AIM OF THE EXERCISE »
Give back each entry verbatim.

Saved entries
Issue #342, opened 2021-10-27
Log rotation on Windows


ashie:
From https://github.com/fluent/fluentd/issues/3538

### Describe the bug

The log file (C:\opt\td-agent\td-agent.log) is increasing continuously, how to put a limit ??

There is some configuration like file rotate and there is a command however we have a fluentd running as windows service, so if there is any configuration could you please suggest either in conf file or while running the fluentd service from powershell.

### To Reproduce

Keep fluentd service running and process different messages the file size keeps increasing.

### Expected behavior

The old contents in the file should be deleted after a certain limit is reached.

### Your Environment

```markdown
- Fluentd version:
- TD Agent version:
- Operating system:
- Kernel version:
```

### Your Configuration

```apache
Normal configuration
```

### Your Error Log

```shell
No Errors it's physical size issue.
```

kenhys:
@harsh288 

No, It's not working.

As I noted [before](https://github.com/fluent/fluentd/issues/3538#issuecomment-953425857), fluentd 1.12.3 will not accept rotate settings.

You can ensure by launch fluentd manually: (instead of launching as a service)

rotate.conf
```
<system>
  <log>
    rotate_age 10
    </log>
</system>
```

You can see a warning message.

```
> fluentd -c rotate.conf
2021-11-01 16:41:58 +0900 [info]: starting fluentd-1.12.3 pid=14780 ruby="2.7.3"
2021-11-01 16:41:58 +0900 [info]: spawn command to main:  cmdline=["C:/Ruby27-x64/bin/ruby.exe", "-Eutf-8", "C:/Ruby27-x64/bin/fluentd", "-c", ".\\rotate.conf", "--under-supervisor"]
2021-11-01 16:42:00 +0900 [warn]: parameter 'rotate_age' in <log>
  rotate_age 10
</log> is not used.
```

One thing you need to do is: upgrade Fluentd.

daipom:
@tivanov-qb  I see `rotate_age 0` setting on the image. Is it intended?

tivanov-qb:
@daipom i was trying to get the rotation working and appearently this is what I had in the file when I took the screenshot. You can also ignore the comment for 50MB, as you can see it is set to Kbs, but does not work :(

daipom:
@tivanov-qb Could you try removing `rotate_age 0` setting?

PR #343, opened 2021-11-02
Enable minimum log rotation configuration for windows

kenhys:
Closes: #342


kenhys:
After executing `yum groupinstall -y ${quiet} "Development Tools"`, yum install tend to fail.
On local environment, it doesn't happen.

ashie:
> After executing `yum groupinstall -y ${quiet} "Development Tools"`, yum install tend to fail. On local environment, it doesn't happen.

Hmm, it doesn't reproduce also on my local environment.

ANSWER TO THE EXERCISE »
Issue #342, opened 2021-10-27
Log rotation on Windows


ashie:
From https://github.com/fluent/fluentd/issues/3538

### Describe the bug

The log file (C:\opt\td-agent\td-agent.log) is increasing continuously, how to put a limit ??

There is some configuration like file rotate and there is a command however we have a fluentd running as windows service, so if there is any configuration could you please suggest either in conf file or while running the fluentd service from powershell.

### To Reproduce

Keep fluentd service running and process different messages the file size keeps increasing.

### Expected behavior

The old contents in the file should be deleted after a certain limit is reached.

### Your Environment

```markdown
- Fluentd version:
- TD Agent version:
- Operating system:
- Kernel version:
```

### Your Configuration

```apache
Normal configuration
```

### Your Error Log

```shell
No Errors it's physical size issue.
```

kenhys:
@harsh288 

No, It's not working.

As I noted [before](https://github.com/fluent/fluentd/issues/3538#issuecomment-953425857), fluentd 1.12.3 will not accept rotate settings.

You can ensure by launch fluentd manually: (instead of launching as a service)

rotate.conf
```
<system>
  <log>
    rotate_age 10
    </log>
</system>
```

You can see a warning message.

```
> fluentd -c rotate.conf
2021-11-01 16:41:58 +0900 [info]: starting fluentd-1.12.3 pid=14780 ruby="2.7.3"
2021-11-01 16:41:58 +0900 [info]: spawn command to main:  cmdline=["C:/Ruby27-x64/bin/ruby.exe", "-Eutf-8", "C:/Ruby27-x64/bin/fluentd", "-c", ".\\rotate.conf", "--under-supervisor"]
2021-11-01 16:42:00 +0900 [warn]: parameter 'rotate_age' in <log>
  rotate_age 10
</log> is not used.
```

One thing you need to do is: upgrade Fluentd.

daipom:
@tivanov-qb  I see `rotate_age 0` setting on the image. Is it intended?

tivanov-qb:
@daipom i was trying to get the rotation working and appearently this is what I had in the file when I took the screenshot. You can also ignore the comment for 50MB, as you can see it is set to Kbs, but does not work :(

daipom:
@tivanov-qb Could you try removing `rotate_age 0` setting?

PR #343, opened 2021-11-02
Enable minimum log rotation configuration for windows

kenhys:
Closes: #342


kenhys:
After executing `yum groupinstall -y ${quiet} "Development Tools"`, yum install tend to fail.
On local environment, it doesn't happen.

ashie:
> After executing `yum groupinstall -y ${quiet} "Development Tools"`, yum install tend to fail. On local environment, it doesn't happen.

Hmm, it doesn't reproduce also on my local environment.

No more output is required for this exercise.